We measured occupational exposures based on participants’ reports of their principal occupation in each survey wave. Americans increasingly work in more than one occupation at a given time. It would be useful to study the impact of multiple occupational exposures on distress.
Our study also had several strengths: use of nationally representative panel data with extended follow-up, many measurements of occupation for most participants, repeated measures using a validated indicator of psychological distress, and the focus on the development of distress following occupational exposures. We controlled for many individual-level characteristics that may influence occupation options and workers’ choices to enter or remain in an occupation.
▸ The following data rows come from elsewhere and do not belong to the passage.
PR #595, opened 2016-10-04
BUG: Revert default VTK backend to OpenGL

msmolens:
Revert the default VTK backend to OpenGL. Because the OS X factory
machine targets OS X 10.6 (CMAKE_OSX_DEPLOYMENT_TARGET:STRING=10.6), the
Mac nightly builds don't find the required OpenGL version. The error
message seen when running Slicer is:

    vtkCocoaRenderWindow (0x125872400): VTK is designed to work with
    OpenGL version 3.2 but it appears it has been given a context that
    does not support 3.2. VTK will run in a compatibility mode designed
    to work with earlier versions of OpenGL but some features may not
    work.)

### DIFF
--- a/CMakeLists.txt
+++ b/CMakeLists.txt
@@ -517,7 +517,7 @@ endif()
 #-----------------------------------------------------------------------------
 # VTKv7 - Slicer_VTK_COMPONENTS
 #-----------------------------------------------------------------------------
-set(Slicer_VTK_RENDERING_BACKEND "OpenGL2" CACHE STRING "Choose the rendering backend.")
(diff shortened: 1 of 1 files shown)


msmolens:
Integrated in [r25406](http://viewvc.slicer.org/viewvc.cgi/Slicer4?view=revision&revision=25406).

pieper:
Thanks

msmolens:
Update:
I tested building Slicer/OpenGL2 on [`factory-south`](https://www.slicer.org/slicerWiki/index.php/Documentation/Nightly/Developers/Factory#factory-south.kitware) (OS X 10.11) with `CMAKE_OSX_DEPLOYMENT_TARGET:STRING=10.10` and can confirm that the VTK error about OpenGL 3.2 no longer appears.

PR #597, opened 2016-10-05
ENH: update MultiVolumeImporter hash

fedorov:
Updated MultiVolumeImporter plugin is improved to handle certain types of 4D
Cardiac CT.

Thanks to @lassoan for identifying the use case and contributing the patch.

### DIFF
--- a/SuperBuild.cmake
+++ b/SuperBuild.cmake
@@ -200,7 +200,7 @@ list_conditional_append(Slicer_BUILD_MultiVolumeExplorer Slicer_REMOTE_DEPENDENC
 
 Slicer_Remote_Add(MultiVolumeImporter
   GIT_REPOSITORY ${git_protocol}://github.com/fedorov/MultiVolumeImporter.git
-  GIT_TAG 669594fb993b34a104795cd0b1e1a3340c4311c2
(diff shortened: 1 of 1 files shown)


jcfr:
Building locally. Planning on integrating shortly.

@fedorov Should this be integrated today or wait after the release ?

fedorov:
It is a very small change, and I can't see how it can break anything (nothing in the core depends on it), so I would say integrating now would be good and painless. It's just the last 2 commits from here https://github.com/fedorov/MultiVolumeImporter/commits/master

jcfr:
Thanks for the note

Integrated in [r25422](http://viewvc.slicer.org/viewvc.cgi/Slicer4?view=revision&revision=25422)

There are a small warning when opening the module, I wonder if this is a symptom of something more important .., 

```
PythonQt: QObject::connect() signal 'mrmlSceneChanged(vtkMRMLScene*)' does not exist on qMRMLNodeComboBox
```

fedorov:
It is probably this line, the purpose of which I don't know at this point.

https://github.com/fedorov/MultiVolumeImporter/blob/master/MultiVolumeImporter.py#L84

I don't think it is important.

PR #647, opened 2017-01-16
Add Volumetric mesh support

agirault:
See: https://www.na-mic.org/Wiki/index.php/2017_Winter_Project_Week/Support_for_volumetric_meshes

With the help of @lassoan @jcfr @cpinter @curtislisle @vovythevov @pieper (Thank you!)

# Features & Results
### ENH : Add volumetric mesh support in vtkMRMLModelNod

Update vtkMRMLModelNode to store a vtkPointSet instead of a
vtkPolyData. vtkPointSet can be a base class for vtkPolyData
(surface mesh) as well as vtkUnstructuredGrid (volumetric mesh).

The safest way to know if the mesh is unstructuredGrid is to
check if `vtkMRMLModelNode::GetUnstructuredGrid()` is not NULL,
but since it requires to update the pipeline, vtkMRMLModelNode
also has a member variable called `MeshTypeHint`.

For backward compatibility, keep the public polydata-based API
and wrap around the mesh-based API.

Update vtkMRMLModelDisplayNode, vtkMRMLModelDisplayableManager,
vtkMRMLModelSliceDisplayableManager, and qMRMLModelDisplayNodeWidget
to use the mesh-based API.

volumetricmesh1

###	ENH: Add support for vtkUnstructuredGrid IO
Update vtkMRMLModelStorageNode and qSlicerModelsReader to
be able to read and write unstructured grid based models using
the vtkUnstructuredGrid readers and writers (.vtk and .vtu).

Implement `GetAssociatedDataNode()` similar to the one in
vtkMRMLSegmentationStorageNode to offer the correct supported
write file types.

volumetricmeshio

###	ENH: Implement vtkMRMLProceduralColorNode::GetLookupTable
Migrate conversion of ColorTransferFunction to LookupTable
from ModelDisplayableManager to ProceduralColorNode, to
simplify code in the displayable manager, and to be able to
reuse that conversion code for ModelSliceDisplayableManager.

### ENH: Consolidate AutoScalarRange & ScalarRangeFlag

AutoScalarRange - in vtkMRMLDisplayNode -  would define if the
ModelDisplayNode would reset its ScalarRange to map the range
of the mesh active scalar or not (manually set by the user).

ScalarRangeFlag - in vtkMRMLDisplayNode - would define if the
ModelDisplayableManager would map scalar range based on the
active scalar if UseDataScalarRange (same that AutoScalarOn),
would use the DataType range if UseDataTypeScalarRange, would
use the color node lookup table range if UseColorNodeScalarRange,
or would use the display node scalar range (aka its OWN range
defined by AutoScalarRange value) if UseDisplayNodeScalarRange.

To consolidate those two class members which show redundancies,
they are replaced by a unique ScalarRangeFlag which can take the
following values:
* UseManualScalarRange (new, equivalent to AutoScalarRangeOff)
* UseDataScalarRange (as previously, equivalent to AutoScalarRangeOn)
* UseColorNodeScalarRange (as previously)
* UseDataTypeScalarRange (as previously)
Note the removal of `UseDisplayNodeScalarRange`.

For backward compatibility, the AutoScalarRange API is conserved
and wraps Set/GetScalarRangeFlag.

The range update based on this ScalarRangeFlag is then made in
vtkMRMLModelDisplayNode::UpdateMeshPipeline instead of
vtkMRMLModelDisplayableManager::SetModelDisplayProperty, which
simplifies greatly the code in the displayable manager by only
calling `mapper->SetScalarRange(modelDisplayNode->GetScalarRange())`,
and allows that call in vtkMRMLModelSliceDisplayableManager to
now return the correct range based on that option.

vtkMRMLModelSliceDisplayableManager is also updated to instantiate
the vtkMapper in a similar way than it is made in the 3D displayable
manager for visualization consistency (deep copy of the lut, etc...)

volumetricmesh2

### ENH: Add Thresholding for vtkMRMLModelDisplayNode

volumetricmeshthreshold

### ENH: Add model mesh type in qMRMLModelInfoWidget

volumetricmeshinfo

# Needed tests
* Work made on vtkMRMLDisplayNode and vtkMRMLModelDisplayNode could impact a lot of classes. Should probably test with fiber bundles (@ihnorton ?).

# Future work
* Clean up and consolidate qSlicerModelsModuleWidget (display properties, representations, wireframe, clipping... just move options around to make it more usable)
* Add clipping option to smoothen the cut (using vtkClipDataSet vs vtkExtractGeometry). Not urgent since the Slicer view can display a smooth cut.
* Update extensions like [CleaverExtension](https://www.slicer.org/wiki/Documentation/Nightly/Extensions/CleaverExtension
) or [BodyCentricCubicMesh](https://www.slicer.org/wiki/Documentation/Nightly/Modules/BodyCentricCubicMesh) module, import edition/creation work from [IA_FEMesh](https://www.slicer.org/wiki/Modules:IA_FEMesh-Documentation-3.6).


Libs/MRML/Core/vtkMRMLModelDisplayNode.cxx
```diff
@@ -31,20 +35,23 @@ vtkMRMLModelDisplayNode::vtkMRMLModelDisplayNode()
 {
   this->PassThrough = vtkPassThrough::New();
   this->AssignAttribute = vtkAssignAttribute::New();
+  this->ThresholdFilter = vtkThreshold::New();
+  this->Threshold = false;
```
lassoan: A name that includes "enabled" (ThresholdEnabled or EnableThreshold) would be more clear.

Libs/MRML/Core/vtkMRMLModelDisplayNode.h
```diff
@@ -74,7 +75,20 @@ class VTK_MRML_EXPORT vtkMRMLModelDisplayNode : public vtkMRMLDisplayNode
...
-  virtual void UpdatePolyDataPipeline();
+  virtual void UpdateMeshPipeline();
+
+  vtkGetMacro(Threshold,bool);
+  vtkSetMacro(Threshold,bool);
+  vtkBooleanMacro(Threshold,bool);
+
+  /// Set the threshold range of the model display node.
+  /// \sa GetThresholdMin(), GetTresholdMax()
+  void SetThresholdRange(double min, double max);
```
lassoan: Could you add a Get/SetThresholdRange with double[2] input/output?

Libs/MRML/Core/vtkMRMLModelNode.cxx
```diff
@@ -141,64 +173,130 @@ void vtkMRMLModelNode::SetAndObservePolyData(vtkPolyData *polyData)
...
     return;
     }
 
-  vtkAlgorithm* oldPolyDataAlgorithm = this->PolyDataConnection ?
-    this->PolyDataConnection->GetProducer() : 0;
+  vtkAlgorithm* oldMeshAlgorithm = this->MeshConnection ?
+    this->MeshConnection->GetProducer() : 0;
 
-  this->PolyDataConnection = newPolyDataConnection;
+  this->MeshConnection = newMeshConnection;
```
lassoan: If would be simpler and safer to use a vtkSmartPointer. Or, probably even better, you could probably use object observer macros - for example vtkSetAndObserveMRMLObjectEventsMacro takes care all register/unregister event observe/unobserve.

Libs/MRML/Core/vtkMRMLModelNode.cxx
```diff
@@ -141,64 +173,130 @@ void vtkMRMLModelNode::SetAndObservePolyData(vtkPolyData *polyData)
...
+  this->MeshType = vtkMRMLModelNode::PolyDataMeshType;
+  this->SetMeshConnection(newPolyDataConnection);
+  this->GeometryFilter->SetInputConnection(0);
+}
+
+//---------------------------------------------------------------------------
+void vtkMRMLModelNode
+::SetUnstructuredGridConnection(vtkAlgorithmOutput *newUnstructuredGridConnection)
+{
+  this->MeshType = vtkMRMLModelNode::UnstructuredGridMeshType;
```
lassoan: Do we need to read/write this->MeshType from/to XML?

Libs/MRML/Core/vtkMRMLModelDisplayNode.h
agirault: for the `GetThresholdRange` with double[2] output, the values min and max are retrieved from `this->ThresholdFilter` directly so I can't return a double* to the double[2] range since it would be a local variable. Would the signature `GetThresholdRange(double range[2])` be alright? The user would need to take care of instantiating the double[2] and pass it as an argument.

Libs/MRML/Core/vtkMRMLModelNode.cxx
agirault: I'm not familiar with the `ReadXML` and `WriteXML` processes. If the read calls `SetUnstructuredGridConnection` or `SetPolydataConnection` then no because MeshType will be set. If not it looks easy to add.

Libs/MRML/Core/vtkMRMLModelDisplayNode.cxx
agirault: 👍

Libs/MRML/Core/vtkMRMLDisplayNode.cxx
```diff
@@ -165,8 +164,6 @@ void vtkMRMLDisplayNode::WriteXML(ostream& of, int nIndent)
 
   of << indent << " scalarRangeFlag=\"" << this->ScalarRangeFlag << "\"";
```
agirault: 👍

Libs/MRML/Core/vtkMRMLModelNode.cxx
agirault: Would you have an example somewhere I could use?

Libs/MRML/Core/vtkMRMLProceduralColorNode.cxx
```diff
@@ -129,6 +134,38 @@ void vtkMRMLProceduralColorNode::ProcessMRMLEvents ( vtkObject *caller,
 }
 
 //-----------------------------------------------------------
+vtkLookupTable* vtkMRMLProceduralColorNode::GetLookupTable()
+{
+  this->ConvertedCTFtoLUT->SetNumberOfTableValues(0);
+
+  // since setting the range is a no-op on color transfer functions,
+  // copy into a color look up table with, for now 256 entries
+  const int numEntries = 256;
```
lassoan: Make it number of color table entries a member variable, initialized to 256 by default. No need to add GUI to change it.

Libs/MRML/Core/vtkMRMLProceduralColorNode.h
```diff
@@ -88,6 +88,12 @@ class VTK_MRML_EXPORT vtkMRMLProceduralColorNode : public vtkMRMLColorNode
   /// Only compares the color map (x->RGB mapping)
   static bool IsColorMapEqual(vtkColorTransferFunction* tf1, vtkColorTransferFunction* tf2);
 
+  ///
+  /// Reimplemented vtkMRMLColorNode::GetLookupTable() to convert
+  /// the transfer function to a look up table with 256 entries
```
lassoan: do not hardcode 256 (see above) - it's just as simple to define a member variable

Libs/MRML/DisplayableManager/vtkMRMLModelSliceDisplayableManager.cxx
```diff
@@ -406,60 +408,87 @@ ::UpdateDisplayNodePipeline(vtkMRMLDisplayNode* displayNode, const Pipeline* pip
...
+    {
+    mapper->SetInputConnection( pipeline->Transformer->GetOutputPort() );
+    mapper->SetScalarVisibility(modelDisplayNode->GetScalarVisibility());
+    if (mapper->GetScalarVisibility())
+      {
+      // The renderer uses the lookup table scalar range to
+      // render colors. By default, UseLookupTableScalarRange
+      // is set to false and SetScalarRange can be used on the
+      // mapper to map scalars into the lookup table. When set
+      // to true, SetScalarRange has no effet and it is necessary
```
lassoan: typo: effet -> effect

Libs/MRML/Core/vtkMRMLModelDisplayNode.cxx
agirault: Fixed in recent commits.

Libs/MRML/Core/vtkMRMLModelNode.cxx
lassoan: Search for vtkSetAndObserveMRMLObjectEventsMacro in the Slicer source code. I think it's used in vtkMRMLNode. Simpler versions (without event observations) are used in many more places.

agirault:
@lassoan @jcfr after the email I sent to Slicer devs mailing list, and after asking @ihnorton, it looks like [vtkMRMLUnstructuredGridNode](https://github.com/Slicer/Slicer/blob/eefeac9286f48552e8418a11f412b2823a09b407/Libs/MRML/Core/vtkMRMLUnstructuredGridNode.h) is not used (as well as its display node). Should we get rid of it in this PR?

jcfr:
> Should we get rid of it in this PR?

Sounds good to me. And considering you are adding support for unstructured grid, now is the ideal time for removing this dead/unused code.

Libs/MRML/Core/vtkMRMLModelNode.cxx
lassoan: For example, it might be needed when somebody tries to retrieve the mesh type before the mesh is read from file. It's a short time, so most likely nothing tries to access mesh type during that short transient. Just try to think about it and test saving/loading thoroughly and see if you need to do something.

lassoan:
Please add a few basic tests. At least try if you can read an unstructured grid from file and write it to file and that you can get/set various mesh types in random order in the MRML node and you get consistent results.

Libs/MRML/Core/vtkMRMLProceduralColorNode.cxx
agirault: No GUI, but a Get/Set API?

lassoan: Yes, exactly.

Libs/MRML/Core/vtkMRMLModelNode.cxx
agirault: So should I just switch to a smartpointer?

lassoan: vtkSmartPointer only manages register/unregister. vtkSetAndObserveMRMLObjectEventsMacro manages register/unregister and observe/unobserved events as well. So, the best would be to use vtkSetAndObserveMRMLObjectEventsMacro.

ihnorton:
I will test with our code today, please hold off merging for a while. Thanks. (cc @ljod)

Libs/MRML/Core/vtkMRMLProceduralColorNode.cxx
agirault: fixed in more recent commits.

Libs/MRML/Core/vtkMRMLProceduralColorNode.h
agirault: fixed in more recent commits.

Libs/MRML/DisplayableManager/vtkMRMLModelSliceDisplayableManager.cxx
agirault: fixed in more recent commits. (as well as in vtkMRMLDisplayableManager)

Libs/MRML/Core/vtkMRMLModelNode.cxx
agirault: I need a little more help to get familiar with what's expected of these. The fact that those classes in the Model module handle VTK algorithm and algorithm outputs more than VTK datasets raises the following questions on my end:
* Do I need to add the member `vtkIntArray ObservedEvents` to vtkMRMLModelNode and to vtkMRMLModelDisplayNode?
* What events do I need to observe? All [these](https://github.com/Slicer/Slicer/blob/eefeac9286f48552e8418a11f412b2823a09b407/Modules/Loadable/VolumeRendering/MRML/vtkMRMLVolumePropertyNode.cxx#L28-L33)?
* In vtkMRMLModelNode, should I call the `vtkSetAndObserveMRMLObjectEventsMacro` on the `vtkAlgorithmOutput` (GetMeshConnection()), or the `vtkPointSet` (GetMesh(), which runs the pipeline) ? What about the 
* In vtkMRMLModelDisplayNode, should I call the `vtkSetAndObserveMRMLObjectEventsMacro` on the model node, the input mesh, or the output mesh? Knowing that there can be 3 different output meshes (from Passthrough, AssignAttributes, or Threshold)
* Where I am supposed to call `vtkObserveMRMLObjectEventsMacro` and `vtkUnObserveMRMLObjectEventsMacro` ?

Libs/MRML/Core/vtkMRMLModelNode.cxx
agirault: Indeed, if a vtkMRMLModelNode is instantiated and GetMeshType is called before a mesh is set, then the value will not make sense. Should I had an `Empty` or `None` entry to initialize MeshType when the model does not have a mesh?

lassoan: Difficult to tell what's the best solution. Probably keeping just the two actual types is simpler (less chance for inconsistency) and by default assuming that we have NULL polydata int he node is more backward-compatible. So, unless you find a use case that's actually broken with the current implementation, I would keep things as they are now. My comment was intended just for giving some thoughts and testing use cases around reading/writing of the node. For example, make sure that there is no crash if the mesh file is not available (it was deleted, etc); or it's the wrong type.

agirault:
@lassoan I kept the API for Get/Set PolyData/PolyDataConnection in vtkMRMLModelNode for backward compatibility, but not in vtkMRMLModelDisplayNode, as it was not called anywhere in Slicer. Do I also need to add wrapping functions in that class? It would include:
* GetInputPolydata (wrapping GetInputMesh())
* GetInputPolydataConnection (wrapping GetInputMeshConnection())
* GetOutputPolydata (wrapping GetOutputMesh())
* GetOutputPolydataConnection (wrapping GetOutputMeshConnection())
* UpdatePolydataPipeline (wrapping UpdateMeshPipeline())

lassoan:
It's not nice to get polydata from the display node. Unfortunately, in the past a few classes hijacked the model display node and implemented display pipeline in the display node (instead of implementing display pipeline properly in a custom displayable manager).

For example:
vtkAlgorithmOutput* vtkMRMLDiffusionTensorVolumeSliceDisplayNode
::GetOutputPolyDataConnection()
{
  return this->DiffusionTensorGlyphFilter->GetOutputPort();
}

While this situation is not nice, I would not touch this in this pull request. I would recommend to keep remain fully compatible with the old model display node API (keep the same method name, parameters, and behavior).

ihnorton:
I needed some [fixes](https://github.com/agirault/Slicer/compare/volumetric-mesh-support...ihnorton:pr647_fixes?expand=1) to get this to build to the point where I can test.

After that, the [changes for SlicerDMRI](https://github.com/SlicerDMRI/SlicerDMRI/compare/master...ihnorton:update_for_pr647?expand=1) are small. I'm still working through getting full functionality back because down-casting from pointset seems to silently drop associated tensors somewhere, so our color pipeline doesn't work (solid colors only).

This is a bit more disruptive than I expected in terms of API changes, but so far the adjustment doesn't seem too bad (provided I can fix the coloring). I haven't checked whether anyone else outside of core is using these APIs, but if only us and SlicertRT then it should be fine.

There are some other modules that might have used these APIs (e.g. NIRAL DTI stuff), but I think most of them don't anyway since the VTK update.

Libs/MRML/Core/vtkMRMLModelNode.cxx
lassoan: > Do I need to add the member vtkIntArray ObservedEvents to vtkMRMLModelNode and to vtkMRMLModelDisplayNode?

Whatever events you set, will be observed, others will be unobserved. You would probably always set the same events, so you could store in a member variable, but creating a vtkIntArray is a light operation and mesh would not be set very frequently, so I don't think you need to have a vtkIntArray class member variable.

> What events do I need to observe? All these?
Observe the same events as observed before (only vtkCommand::ModifiedEvent).

> In vtkMRMLModelNode, should I call the vtkSetAndObserveMRMLObjectEventsMacro on the vtkAlgorithmOutput (GetMeshConnection()), or the vtkPointSet (GetMesh(), which runs the pipeline) ?
The macro is developed for simple VTK object referencing and observation. It may or may not be fully applicable here. You can have a look at what the macro does and choose the simplest solution that works.

lassoan:
@ihnorton In the long term it could be better to move towards custom displayable managers for DTI stuff, because model display node and displayable managers becoming too complex to maintain and enhance. You can use Segmentations or Transforms display nodes and displayable managers as examples.

agirault:
> It's not nice to get polydata from the display node. Unfortunately, in the past a few classes hijacked the model display node and implemented display pipeline in the display node (instead of implementing display pipeline properly in a custom displayable manager). - @lassoan 

In the case of Models, I thought it was actually quite nice to be able to have "Assign Attributes" and "Threshold" in the Display Node, so it wouldn't have to be duplicated in each Displayable Manager. What else would the display node for models handle if not that pipeline? Just have "ThresholdEnabled" as a class member?

> I needed some fixes to get this to build to the point where I can test. After that, the changes for SlicerDMRI are small. [...] This is a bit more disruptive than I expected in terms of API changes, but so far the adjustment doesn't seem too bad.

Sorry you had to do this, I actually just updated the tests too on my end. Neither of those changes (in tests or SlicerDMRI) should be necessary if I re-implement the old ModelDisplayNode API for PolyData like discussed above with Andras to maintain full compatibility.

> I'm still working through getting full functionality back because down-casting from pointset seems to silently drop associated tensors somewhere, so our color pipeline doesn't work (solid colors only). 

That sounds like a more serious issue. Thanks for looking into it.

agirault:
@lassoan the more I see it the more I wonder if we shouldn't get rid of the GeometryFilter which extracts the surface mesh of the unstructured grid when calling GetPolyData if the point set is an unstructured grid, instead of returning null. I think it might be an unexpected result for users to have GetPolyData return a non-null pointer if there is not polydata point set.

lassoan:
I agree, it's cleaner to not perform the outer surface extraction automatically for unstructured grids.

lassoan:
> In the case of Models, I thought it was actually quite nice to be able to have "Assign Attributes" and "Threshold" in the Display Node, so it wouldn't have to be duplicated in each Displayable Manager. What else would the display node for models handle if not that pipeline? Just have "ThresholdEnabled" as a class member?

MRML nodes are supposed to be responsible for data storage and interaction only. All processing is the responsibility of Logic classes, all rendering related tasks is the responsibility of displayable managers. These rules ensure clear roles&responsibilities, which results in easy maintenance and development.

I agree that for performance reasons it is better to share part of the processing and rendering pipeline between multiple displayable managers and display nodes are convenient place for that. But it wouldn't be much more difficult to share part of the pipeline between multiple displayable managers.

agirault:
> While this situation is not nice, I would not touch this in this pull request. I would recommend to remain fully compatible with the old model display node API (keep the same method name, parameters, and behavior). - @lassoan 

This forces me to add a `MeshType` member in the display node too, since there is no handle on the vtkMRMLModelNode to know what the mesh type is when retrieving mesh connection.

lassoan:
Could the display node just call a method of the data node to get the mesh type?

agirault:
> I agree, it's cleaner to not perform the outer surface extraction automatically for unstructured grids.

Done. I also fixed the issue of the vtkTriangleFilter in the qMRMLModelInfoWidget.

> Could the display node just call a method of the data node to get the mesh type? - @lassoan

The ModelDisplayNodes have no handle on the ModelNode, it is the other way around, but I believe I found a satisfying implementation (see patched 1st commit).

> I needed some fixes to get this to build to the point where I can test. After that, the changes for SlicerDMRI are small. [...] This is a bit more disruptive than I expected in terms of API changes, but so far the adjustment doesn't seem too bad. - @ihnorton

I restored the API for Get/Set polydata on vtkMRMLModelDisplayNode so the changes you made for Slicer tests and SlicerDMRI should not be necessary anymore.

I'm now working on improving the tests. My funding and time is now very limited for that project so I'll do my best but will be restricted pretty quickly. I think the main issue to tackle will be

jcfr:
@agirault Thanks again for your effort on this :+1:  Your improvement will be very welcome and appreciated by many. 

* After @ihnorton  confirms the restored API behave as expected 
and, 
* as suggested by @lassoan , after adding tests that reasonably exercise the API

... we should be in good shape for integration.

All of that said, in addition of mentioning possible future improvements in the commit message, it would also be great to also summarize on the wiki some of the great suggestion that couldn't be implemented in this PR. (e.g removing rending pipeline from nodes, sharing logic by DM, dedicated DM for fiber, ...)

Libs/MRML/Core/vtkMRMLModelDisplayNode.h
```diff
@@ -73,23 +90,48 @@ class VTK_MRML_EXPORT vtkMRMLModelDisplayNode : public vtkMRMLDisplayNode
...
+  double GetThresholdMin();
+  double GetThresholdMax();
 
 protected:
   vtkMRMLModelDisplayNode();
   ~vtkMRMLModelDisplayNode();
   vtkMRMLModelDisplayNode(const vtkMRMLModelDisplayNode&);
   void operator=(const vtkMRMLModelDisplayNode&);
 
-  virtual void ProcessMRMLEvents(vtkObject *caller,
```
ihnorton: Why is this removed?

ihnorton:
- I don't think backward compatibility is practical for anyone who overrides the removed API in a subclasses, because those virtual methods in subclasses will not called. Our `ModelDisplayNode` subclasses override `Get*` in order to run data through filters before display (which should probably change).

The panel data allowed us to examine whether occupational distress risks increased with tenure in high risk occupations.
The extended follow-up may also be a limitation as the association of some occupations with distress might have changed across the study period. For example, in recent years it has been reported that many doctors, nurses, and teachers are dissatisfied with their jobs, particularly since the beginning of the COVID-19 pandemic. In the PSID from 1972, however, 92.6% of medical doctors, nurses, and teachers described their jobs as “very enjoyable” (29.6%), “mostly enjoyable” (48.2%), or “somewhat enjoyable” (14.8%). Also, in the period following the study years the unprecedented system shock caused by the COVID-19 pandemic may have altered links between some occupations and distress.
Linking high risk occupations and distress does not necessarily establish causation as other factors might contribute to distress. However, our use of an extended period of longitudinal data with many measurements of occupation and distress, our focus on the development of distress following occupational exposure, and the dose-response relationship of occupational exposure with distress that we found, all provide evidence consistent with causation.
Implications for practice and research
The Total Worker Health model at The National Institute for Occupational Safety and Health and The U.S. Surgeon General’s Framework for Workplace Mental Health and Well-being recognize the importance of promoting emotional wellbeing at work. The need is substantial and may be growing. In a 2021 survey of U.S. adult workers, 76% reported at least one mental health symptom, 17% points higher than two years earlier; 84% identified workplace factors as causes of their mental health problems [53]. More research is needed to test psychosocial work stress models using longitudinal data that ascertain mental health problems validly, provide adequate control for potential confounding, and include the measures required to test theory-based analytical models. Further research in this area may help employers develop effective strategies to promote a healthy and productive workforce.